##### MATERIAL FOR THE TASK #####

PR #65, opened 2022-06-06
`serverless/console` content

medikoo:
Content of https://github.com/serverless/console (as a first step of merging two repositories)


hev:
LGTM. I confirmed that full history appears to be there, and my latest commits are there also. No concerns merging this from my end.

PR #66, opened 2022-06-06
Unify debug log handling

medikoo:
In context of extension, no `console.log`'s are prefixed with timestamp and request id, also `console.log` may interfere with `stdout` of the lambda logic which we may confirm on in tests. Therefore changed `debugLog` so it writes to `stderr` via `_rawDebug` (this method is not susceptible to some third party patches).

Having that I've reconfigured current logs which we wrote with `_rawDebug` to use `debugLog` function


Danwakeem (approved):
Looking good 👍

PR #67, opened 2022-06-09
Test reorganization and improvements (pave path towards benchmarks)

medikoo:
- Improve function fixture names, so they follow `<outcome>-<resolution-type>-<case>` naming
- Ensure logged report end as single item in CloudWatch logs (running `process.stdout.write` multiple times, resulted in multiple items in some cases)
- Read reports from CloudWatch logs instead of S3 (as writing them to S3 in extension context affects visibly extension performance)
- Improve generated resource basenames. So far it was random string for every test run, which could lead to pollution of account with stranded resources if tests is run multiple times locally without proper cleanup. With this change only in CI environment resource basenames will stay random, but locally local machine is used (or basename token is read form `TEST_UID` environment variable), thanks to that when playing locally we'd rather recreate/update left over resources instead of creating new ones.
- Ensure test handle gentle scenarios if given resources already exist (it's important after introduction of persistent `TEST_UID`)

#####

- **PROBLEM REQUIREMENTS**:
With no line skipped, copy the entries exactly as written.

- **THE COMPLETED TASK**:
PR #65, opened 2022-06-06
`serverless/console` content

medikoo:
Content of https://github.com/serverless/console (as a first step of merging two repositories)


hev:
LGTM. I confirmed that full history appears to be there, and my latest commits are there also. No concerns merging this from my end.

PR #66, opened 2022-06-06
Unify debug log handling

medikoo:
In context of extension, no `console.log`'s are prefixed with timestamp and request id, also `console.log` may interfere with `stdout` of the lambda logic which we may confirm on in tests. Therefore changed `debugLog` so it writes to `stderr` via `_rawDebug` (this method is not susceptible to some third party patches).

Having that I've reconfigured current logs which we wrote with `_rawDebug` to use `debugLog` function


Danwakeem (approved):
Looking good 👍

PR #67, opened 2022-06-09
Test reorganization and improvements (pave path towards benchmarks)

medikoo:
- Improve function fixture names, so they follow `<outcome>-<resolution-type>-<case>` naming
- Ensure logged report end as single item in CloudWatch logs (running `process.stdout.write` multiple times, resulted in multiple items in some cases)
- Read reports from CloudWatch logs instead of S3 (as writing them to S3 in extension context affects visibly extension performance)
- Improve generated resource basenames. So far it was random string for every test run, which could lead to pollution of account with stranded resources if tests is run multiple times locally without proper cleanup. With this change only in CI environment resource basenames will stay random, but locally local machine is used (or basename token is read form `TEST_UID` environment variable), thanks to that when playing locally we'd rather recreate/update left over resources instead of creating new ones.
- Ensure test handle gentle scenarios if given resources already exist (it's important after introduction of persistent `TEST_UID`)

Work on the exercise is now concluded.